Part C Inclusion Criteria:
Males or females of nonchildbearing potential, of any race, 18 to 60 years of age, inclusive, at Screening.
Females of nonchildbearing potential are defined as permanently sterile (ie, due to hysterectomy, bilateral salpingectomy, or bilateral oophorectomy) confirmed by history or postmenopausal (defined as at least 12 continuous months without menses and FSH ≥40 mIU/L and without an alternative medical cause).
- Body mass index ≥30.0 kg/m2, and body weight ≤115 kg at Screening.
- History of Fatty Liver Index (FLI) score >60, FLI score >60 at Screening, or documented history of fatty liver with imaging results (eg, standard positive ultrasound or Fibroscan controlled attenuation parameter (CAP) >300 decibels (dB)/m) indicating liver fat >10% within 6 months of Screening. A formal diagnosis of nonalcoholic fatty liver disease (NAFLD) is not required.
- Liver fat content ≥10% as determined by magnetic resonance imaging derived proton density fat fraction (MRI-PDFF) within 14 days prior to Check in. One repeat Baseline MRI-PDFF will be allowed if the first value is below 10%, but greater than or equal to 9.5%. The repeat MRI must be within 14 days of the first MRI, and enrollment must be within 14 days of the repeat MRI. The most current MRI will serve as the baseline. (When available, Fibroscan indicating a CAP >300 dB/m within 6 weeks prior to Check-in may be used as a pre-selection test prior to MRI being performed)
No history of common causes of secondary hepatic steatosis such as:
- Macrovesicular steatosis: excessive alcohol consumption, hepatitis C (genotype 3), Wilson's disease, lipodystrophy, starvation, parenteral nutrition, abetalipoproteinemia, medications (eg, amiodarone, methotrexate, tamoxifen, corticosteroids, or any drug known to affect hepatic steatosis or insulin resistance)
- Microvesicular steatosis: Reye's syndrome, medications (valproate, anti-retroviral medicines), acute fatty liver of pregnancy, HELLP syndrome, inborn errors of metabolism (eg, lecithin-cholesterol acyltransferase deficiency, cholesterol ester storage disease, Wolman disease, lysosomal acid lipase deficiency)
- Glycosylated hemoglobin A1c <7.0 % at Screening.
- Fasting blood glucose of ≥100 to <126 mg/dL at Screening.
- Serum triglyceride level ≤500 mg/dL at Screening
- Have international normalized ratio (INR) < upper limit of normal (ULN) and platelet count >150,000 at Screening and Check-in.

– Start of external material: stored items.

PR #836, opened 2023-01-10
chore: verify transactions are showing up

nicolasburtey:


nicolasburtey:
@daviroo not passing for Android

nicolasburtey:
@daviroo it doesn't work for android

Extheoisah:
> @daviroo it doesn't work for android

From my investigation, the issue seems to be because for there's a different accessibility ID for each list item when they're rendered on browser stack. And this is because the elements are only set in the DOM when we fetch the transaction list. 
I think I have a work around for this and I'm working on it.

nicolasburtey:
approved

Extheoisah (approved):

For other abnormalities, the subject may be included only if the Investigator judges the abnormalities or deviations from normal to be not clinically significant.
In subjects with ALT, AST, alkaline phosphatase (ALP), or total bilirubin > ULN at Screening, the baseline measurement (BLM) should be determined by 2 separate measurements obtained approximately 4 weeks apart. To be eligible for study entry, the Screening ALT, AST, ALP, and total bilirubin must be < ULN or the following criteria must be met prior to randomization:
- ALT ≤3 x ULN for both measurements and the difference between the measurements should be <20% of the lower value;
- AST ≤3 x ULN for both measurements and the difference between the measurements should be <20% of the lowest value;
- ALP ≤3 x ULN for both measurements and the difference between the measurements should be <20% of the lowest value;
- Total bilirubin ≤2 x ULN for both measurements and the difference between the measurements should be <20% of the lowest value.
- In good health, determined by no clinically significant findings from medical history, physical examination, 12-lead ECG, vital signs measurements, and clinical laboratory evaluations (congenital nonhemolytic hyperbilirubinemia [eg, Gilbert's syndrome] is not acceptable) at Screening or Check-in as assessed by the Investigator (or designee).
- Males must agree to use contraception.
- Has maintained stable weight (by history) for at least 4 weeks prior to Screening.
Agrees to maintain consistent dietary habits and exercise routines for the duration of the study, including avoiding :
- initiating any weight-loss program from Screening until the Follow-up visit;
- strenuous exercise from 7 days before Check-in until the Follow-up visit;
- Able to comprehend and willing to sign an ICF and to abide by the study restrictions.
Part C Exclusion Criteria:
- Significant history or clinical manifestation of any metabolic/endocrine (except for type 2 diabetes), allergic, dermatological, hepatic (except for NAFLD), renal, hematological, pulmonary, cardiovascular, gastrointestinal, neurological, respiratory, or psychiatric disorder, as determined by the Investigator (or designee).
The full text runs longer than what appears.